Collected data entries:
PR #7689, opened 2022-03-02
BUGFIX: invalid client loaded for identical wallet with different HW type

scgbckbone:
This is a BUG which causes electrum to load incorrect client for keystores with identical xpub.

Steps to reproduce:
    1. create multisig/singlesig wallet with some of your hardware devices
    2. create same multisig/singlesig wallet with at least one device different (but with same wallet loaded, in my case I used same seed and derivation path loaded on ledger and coldcard)
    3. open 1. in electrum
    4. open 2. in electrum but with device from one connected
    5. get Attribute error back from specific plugin (depends on which you used, in my case opened wallet with ledger with coldcard connected)

`  AttributeError: 'CKCCClient' object has no attribute 'checkDevice'` --> tried to use LedgerClient methods on CKCCClient

After above error is thrown, your Ledger device, that is not connected will appear as connected (green icon) and its label will be overwritten with label from connected coldcard which is definitely wrong.

I found an easy and imo elegant fix where we type check current plugin with plugin attribute from loaded client. I have only tested with ledger, trezor and coldcard, yet as all client classes have plugin attribute, this should work even for other hw_types
(stating based on this `HardwareClientBase.__init__(self, plugin=plugin)`)

### DIFF
--- a/electrum/plugin.py
+++ b/electrum/plugin.py
@@ -499,6 +499,16 @@ class DeviceMgr(ThreadJob):
                     return client
         return None
 
+    def _type_check_client_plugin(self, client: 'HardwareClientBase', plugin: "HW_PluginBase"):
+        # client must have correct plugin attribute - hasattr unnecessary
+        client_plugin_type = type(client.plugin)
+        plugin_type = type(plugin)
+        if client_plugin_type == plugin_type:
+            return True
+        else:
+            self.logger.info("client.plugin {} does not match plugin {}".format(client_plugin_type, plugin_type))
+            return False
+
     def client_by_id(self, id_, *, scan_now: bool = True) -> Optional['HardwareClientBase']:
         '''Returns a client for the device ID if one is registered.  If
         a device is wiped or in bootloader mode pairing is impossible;
@@ -532,18 +542,9 @@ class DeviceMgr(ThreadJob):
             else:
                 client = self.force_pair_xpub(plugin, handler, info, xpub, derivation)
         if client:
-            client_plugin_type = type(client.plugin)
-            plugin_type = type(plugin)
-            if client_plugin_type == plugin_type:
-                # make sure we do not use wrong client (typecheck)
-                handler.update_status(True)
-                # note: if select_device was called, we might also update label etc here:
-                keystore.opportunistically_fill_in_missing_info_from_device(client)
-            else:
-                self.logger.info("client.plugin {} does not match plugin {}".format(client_plugin_type, plugin_type))
-                # if type of client.plugin is different from chosen plugin
-                # wrong client was initialized - return None
-                client = None
+            handler.update_status(True)
+            # note: if select_device was called, we might also update label etc here:
+            keystore.opportunistically_fill_in_missing_info_from_device(client)
         self.logger.info("end client for keystore")
         return client
 
@@ -551,6 +552,8 @@ class DeviceMgr(ThreadJob):
                        devices: Sequence['Device']) -> Optional['HardwareClientBase']:
         _id = self.xpub_id(xpub)
         client = self._client_by_id(_id)
+        if client and not self._type_check_client_plugin(client, plugin):
+            return
         if client:
             # An unpaired client might have another wallet's handler
             # from a prior scan.  Replace to fix dialog parenting.
@@ -567,7 +570,7 @@ class DeviceMgr(ThreadJob):
         # choose an unpaired device and compare its first address.
         xtype = bip32.xpub_type(xpub)
         client = self._client_by_id(info.device.id_)
-        if client and client.is_pairable():
+        if client and client.is_pairable() and self._type_check_client_plugin(client, plugin):
             # See comment above for same code
             client.handler = handler
             # This will trigger a PIN/passphrase entry request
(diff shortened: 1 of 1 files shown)


SomberNight:
Hi. Thanks for reporting this issue and especially for providing a patch.

Your fix looks okay, however I sort of feel it is treating the symptoms rather than fixing the cause.
How can the code execution possibly reach line 535 with `type(client.plugin) != type(plugin)`? That is the essence of the bug, really. It should not happen. Instead of adding the extra logic there, just add `assert type(client.plugin) == type(plugin)`, and let's try to fix the root cause.

I suspect the issue is with `force_pair_xpub()`.
Could you try adding the check around here instead?
https://github.com/spesmilo/electrum/blob/eb07d5503a07cb0a2080a203caa7f0eb9627800c/electrum/plugin.py#L562

SomberNight:
> solves the case when you have same seed/wallet on different devices which are connected at the same time (opened in two different electrum wallets(windows at the same time))

Does such a setup truly work? The `DeviceMgr` is keying some dicts by xpub so some things are bound to break I think...

electrum/plugin.py
```diff
@@ -543,6 +552,8 @@ def client_by_xpub(self, plugin: 'HW_PluginBase', xpub, handler: 'HardwareHandle
                        devices: Sequence['Device']) -> Optional['HardwareClientBase']:
         _id = self.xpub_id(xpub)
         client = self._client_by_id(_id)
+        if client and not self._type_check_client_plugin(client, plugin):
```
SomberNight, line 555: probably cleaner to move this check one line below, to be at the top of the existing `if client` block

electrum/plugin.py
```diff
@@ -559,7 +570,7 @@ def force_pair_xpub(self, plugin: 'HW_PluginBase', handler: 'HardwareHandlerBase
         # choose an unpaired device and compare its first address.
         xtype = bip32.xpub_type(xpub)
         client = self._client_by_id(info.device.id_)
-        if client and client.is_pairable():
+        if client and client.is_pairable() and self._type_check_client_plugin(client, plugin):
```
SomberNight, line 573: I think we should just do a direct comparison here
`type(client.plugin) == type(plugin)`
then there is no need for a helper function

Or do you think it might be useful to log this? I am not so sure...

scgbckbone:
> > solves the case when you have same seed/wallet on different devices which are connected at the same time (opened in two different electrum wallets(windows at the same time))
> 
> Does such a setup truly work? The `DeviceMgr` is keying some dicts by xpub so some things are bound to break I think...

Depends what you mean under "works". The newly opened wallet will overwrite entry in `DeviceMgr.xpub_ids` so only the last opened wallet is fully working as xpub points to the XX last loaded client

electrum/plugin.py
scgbckbone: I still think that it has to be done in `client_by_xpub` too... then we have it on 2 places and helper functions fit there well

scgbckbone:
it is kind of unfortunate that whole `DeviceMgr` thing expects that only one HWW will have specific xpub (I know it is probably niche and not many people that are not developers will bump into this)

electrum/plugin.py
SomberNight: Ah sorry, I meant like this:
```python
        if client:
            if not self._type_check_client_plugin(client, plugin):
                return
            # An unpaired client might have another wallet's handler
            # from a prior scan.  Replace to fix dialog parenting.
            client.handler = handler
            return client
```
(but see other comment about the helper function)

electrum/plugin.py
SomberNight: Yes, I agree it is probably needed in `client_by_xpub` too.
In this case I am suggesting duplicating the code.
I am not against helper functions in general but don't see the need here.
For one, the direct comparison is fewer characters, so that in itself is a hint there is no point for the helper :P
`self._type_check_client_plugin(client, plugin)`
`type(client.plugin) == type(plugin)`

SomberNight:
Thanks, the code looks good now.
Could you confirm that you can no longer reproduce the original issue with the current diff?

scgbckbone:
yes - the issue is gone

scgbckbone:
> > it is kind of unfortunate that whole `DeviceMgr` thing expects that only one HWW will have specific xpub (I know it is probably niche and not many people that are not developers will bump into this)
> 
> Right... well that's for a later PR. :) but what do you suggest? I suppose it would be an easy change to key by `(xpub, plugin)`, which certainly looks it could handle your use case. It would not handle duplicate xpubs with matching manufacturer but not sure that is something we want/can handle. Think of it this way: if the user loses their device but buys a new one and initialises it with the same seed, should we auto-pair with that? I think we should.

as I said, this is a niche thing - I do not expect that many people having connected a.) different hw devices with same wallet loaded (even less to have b.) same hw device with same wallet)

(xpub, plugin) - good idea imo - solves at least a.) --> will look into it

if he purchases the same device - it will be loaded automatically in current implementation IMO - if he chooses to buy different device than the one he's lost - then not (I'm currently working on plugin to do this kind of conversion for coldcard) - hope I have PR soon

SomberNight (approved):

What is needed: Check each line above for the string "reproduce", then copy the ones that have it.

Written answer:
Steps to reproduce:
Could you confirm that you can no longer reproduce the original issue with the current diff?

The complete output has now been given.